__Task prompt__
Can you quote, word for word, every line from the first line of the records below through the line containing "## Fix shape", and nothing else?
──────── Available records
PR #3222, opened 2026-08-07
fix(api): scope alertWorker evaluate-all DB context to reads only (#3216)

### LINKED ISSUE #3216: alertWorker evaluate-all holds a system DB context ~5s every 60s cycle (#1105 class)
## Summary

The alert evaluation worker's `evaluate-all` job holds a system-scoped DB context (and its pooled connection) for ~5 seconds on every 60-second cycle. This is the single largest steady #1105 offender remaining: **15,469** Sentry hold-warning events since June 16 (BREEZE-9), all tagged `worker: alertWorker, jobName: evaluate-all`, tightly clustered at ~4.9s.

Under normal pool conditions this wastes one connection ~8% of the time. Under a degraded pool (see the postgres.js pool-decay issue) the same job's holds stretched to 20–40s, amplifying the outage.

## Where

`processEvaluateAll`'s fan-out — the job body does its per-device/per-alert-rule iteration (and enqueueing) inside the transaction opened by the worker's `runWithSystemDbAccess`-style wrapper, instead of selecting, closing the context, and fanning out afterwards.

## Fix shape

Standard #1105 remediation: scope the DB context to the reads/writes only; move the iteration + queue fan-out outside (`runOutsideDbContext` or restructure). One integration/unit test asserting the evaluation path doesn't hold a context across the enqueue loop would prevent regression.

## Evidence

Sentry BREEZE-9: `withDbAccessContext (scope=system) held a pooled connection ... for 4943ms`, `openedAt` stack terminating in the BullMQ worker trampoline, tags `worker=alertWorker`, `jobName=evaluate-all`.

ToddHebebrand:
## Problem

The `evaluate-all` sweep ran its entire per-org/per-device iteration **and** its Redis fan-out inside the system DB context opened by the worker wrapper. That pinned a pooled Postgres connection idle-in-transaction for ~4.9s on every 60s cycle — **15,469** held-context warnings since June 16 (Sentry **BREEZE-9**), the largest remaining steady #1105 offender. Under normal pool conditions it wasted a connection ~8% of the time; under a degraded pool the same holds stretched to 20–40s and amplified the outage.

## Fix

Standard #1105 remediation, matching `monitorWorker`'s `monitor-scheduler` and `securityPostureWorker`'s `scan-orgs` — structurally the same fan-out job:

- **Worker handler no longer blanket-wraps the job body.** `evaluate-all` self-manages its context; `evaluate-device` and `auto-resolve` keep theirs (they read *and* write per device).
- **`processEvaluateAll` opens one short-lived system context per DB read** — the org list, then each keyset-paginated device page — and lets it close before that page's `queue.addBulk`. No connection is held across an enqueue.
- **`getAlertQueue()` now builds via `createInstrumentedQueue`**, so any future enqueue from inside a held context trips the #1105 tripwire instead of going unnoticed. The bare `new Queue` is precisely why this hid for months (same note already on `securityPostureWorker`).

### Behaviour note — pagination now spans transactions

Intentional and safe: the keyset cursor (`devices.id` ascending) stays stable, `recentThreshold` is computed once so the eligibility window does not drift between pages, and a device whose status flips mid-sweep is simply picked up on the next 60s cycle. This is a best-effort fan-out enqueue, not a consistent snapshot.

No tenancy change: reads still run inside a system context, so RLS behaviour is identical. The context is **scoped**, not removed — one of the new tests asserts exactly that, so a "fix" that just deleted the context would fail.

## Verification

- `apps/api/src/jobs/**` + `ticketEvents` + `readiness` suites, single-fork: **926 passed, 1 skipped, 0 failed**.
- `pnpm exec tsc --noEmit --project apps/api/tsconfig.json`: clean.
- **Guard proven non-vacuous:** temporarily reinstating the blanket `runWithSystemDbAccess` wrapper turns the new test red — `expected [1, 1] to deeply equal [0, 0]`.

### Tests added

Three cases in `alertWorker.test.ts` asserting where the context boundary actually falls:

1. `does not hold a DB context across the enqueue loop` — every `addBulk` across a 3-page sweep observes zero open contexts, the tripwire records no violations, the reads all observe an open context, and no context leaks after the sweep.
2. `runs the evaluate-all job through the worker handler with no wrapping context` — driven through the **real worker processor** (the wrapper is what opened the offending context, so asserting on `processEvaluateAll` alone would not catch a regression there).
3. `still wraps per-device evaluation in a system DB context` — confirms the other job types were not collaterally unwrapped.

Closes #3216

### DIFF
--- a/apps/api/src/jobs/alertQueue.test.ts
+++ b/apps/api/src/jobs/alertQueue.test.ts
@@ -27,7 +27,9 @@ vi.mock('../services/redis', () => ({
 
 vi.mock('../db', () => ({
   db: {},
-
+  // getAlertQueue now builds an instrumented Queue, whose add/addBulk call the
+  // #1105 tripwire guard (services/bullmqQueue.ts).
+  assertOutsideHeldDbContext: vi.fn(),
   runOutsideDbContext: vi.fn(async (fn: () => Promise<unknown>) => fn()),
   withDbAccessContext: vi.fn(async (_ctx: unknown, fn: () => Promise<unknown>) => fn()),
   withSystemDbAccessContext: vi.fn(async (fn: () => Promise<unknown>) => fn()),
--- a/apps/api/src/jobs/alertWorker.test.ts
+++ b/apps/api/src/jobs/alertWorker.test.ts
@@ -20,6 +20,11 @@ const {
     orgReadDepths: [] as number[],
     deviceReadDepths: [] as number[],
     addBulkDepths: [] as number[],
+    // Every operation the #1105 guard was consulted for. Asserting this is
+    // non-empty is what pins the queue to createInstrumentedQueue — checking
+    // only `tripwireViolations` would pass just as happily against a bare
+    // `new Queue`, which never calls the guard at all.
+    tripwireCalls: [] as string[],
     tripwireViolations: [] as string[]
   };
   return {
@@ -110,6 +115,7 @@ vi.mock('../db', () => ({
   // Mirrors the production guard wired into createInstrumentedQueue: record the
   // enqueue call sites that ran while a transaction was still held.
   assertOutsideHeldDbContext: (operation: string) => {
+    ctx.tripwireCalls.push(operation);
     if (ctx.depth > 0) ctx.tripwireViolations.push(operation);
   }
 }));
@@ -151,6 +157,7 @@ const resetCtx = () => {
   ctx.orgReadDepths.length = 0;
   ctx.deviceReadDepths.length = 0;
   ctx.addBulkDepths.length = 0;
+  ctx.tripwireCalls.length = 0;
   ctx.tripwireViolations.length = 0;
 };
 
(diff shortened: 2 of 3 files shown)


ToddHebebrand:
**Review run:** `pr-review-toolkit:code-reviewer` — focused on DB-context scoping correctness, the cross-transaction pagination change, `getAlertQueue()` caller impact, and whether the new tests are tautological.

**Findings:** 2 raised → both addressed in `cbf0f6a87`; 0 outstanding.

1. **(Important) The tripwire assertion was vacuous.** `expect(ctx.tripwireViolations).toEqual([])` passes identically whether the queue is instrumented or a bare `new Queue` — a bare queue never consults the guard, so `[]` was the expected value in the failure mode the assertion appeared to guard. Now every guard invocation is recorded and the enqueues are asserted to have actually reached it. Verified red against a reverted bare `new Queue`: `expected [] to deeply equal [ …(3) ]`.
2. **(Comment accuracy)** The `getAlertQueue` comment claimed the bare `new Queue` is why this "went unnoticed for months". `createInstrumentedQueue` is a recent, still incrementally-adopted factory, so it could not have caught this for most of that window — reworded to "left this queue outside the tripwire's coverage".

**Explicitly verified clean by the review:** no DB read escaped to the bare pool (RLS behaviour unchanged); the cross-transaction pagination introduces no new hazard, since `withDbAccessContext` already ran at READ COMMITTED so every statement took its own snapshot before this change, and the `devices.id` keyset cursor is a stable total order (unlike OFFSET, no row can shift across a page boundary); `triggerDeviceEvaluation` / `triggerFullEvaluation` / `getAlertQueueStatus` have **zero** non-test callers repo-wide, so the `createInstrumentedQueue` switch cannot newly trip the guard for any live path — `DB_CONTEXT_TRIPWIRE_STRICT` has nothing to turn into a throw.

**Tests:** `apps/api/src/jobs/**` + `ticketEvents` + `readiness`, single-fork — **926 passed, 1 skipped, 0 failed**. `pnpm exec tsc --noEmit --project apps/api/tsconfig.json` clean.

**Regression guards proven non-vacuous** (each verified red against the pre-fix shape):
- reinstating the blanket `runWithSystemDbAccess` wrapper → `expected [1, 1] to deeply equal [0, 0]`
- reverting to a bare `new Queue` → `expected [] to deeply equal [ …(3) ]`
────────────────
__Response to the exercise__
PR #3222, opened 2026-08-07
fix(api): scope alertWorker evaluate-all DB context to reads only (#3216)

### LINKED ISSUE #3216: alertWorker evaluate-all holds a system DB context ~5s every 60s cycle (#1105 class)
## Summary

The alert evaluation worker's `evaluate-all` job holds a system-scoped DB context (and its pooled connection) for ~5 seconds on every 60-second cycle. This is the single largest steady #1105 offender remaining: **15,469** Sentry hold-warning events since June 16 (BREEZE-9), all tagged `worker: alertWorker, jobName: evaluate-all`, tightly clustered at ~4.9s.

Under normal pool conditions this wastes one connection ~8% of the time. Under a degraded pool (see the postgres.js pool-decay issue) the same job's holds stretched to 20–40s, amplifying the outage.

## Where

`processEvaluateAll`'s fan-out — the job body does its per-device/per-alert-rule iteration (and enqueueing) inside the transaction opened by the worker's `runWithSystemDbAccess`-style wrapper, instead of selecting, closing the context, and fanning out afterwards.

## Fix shape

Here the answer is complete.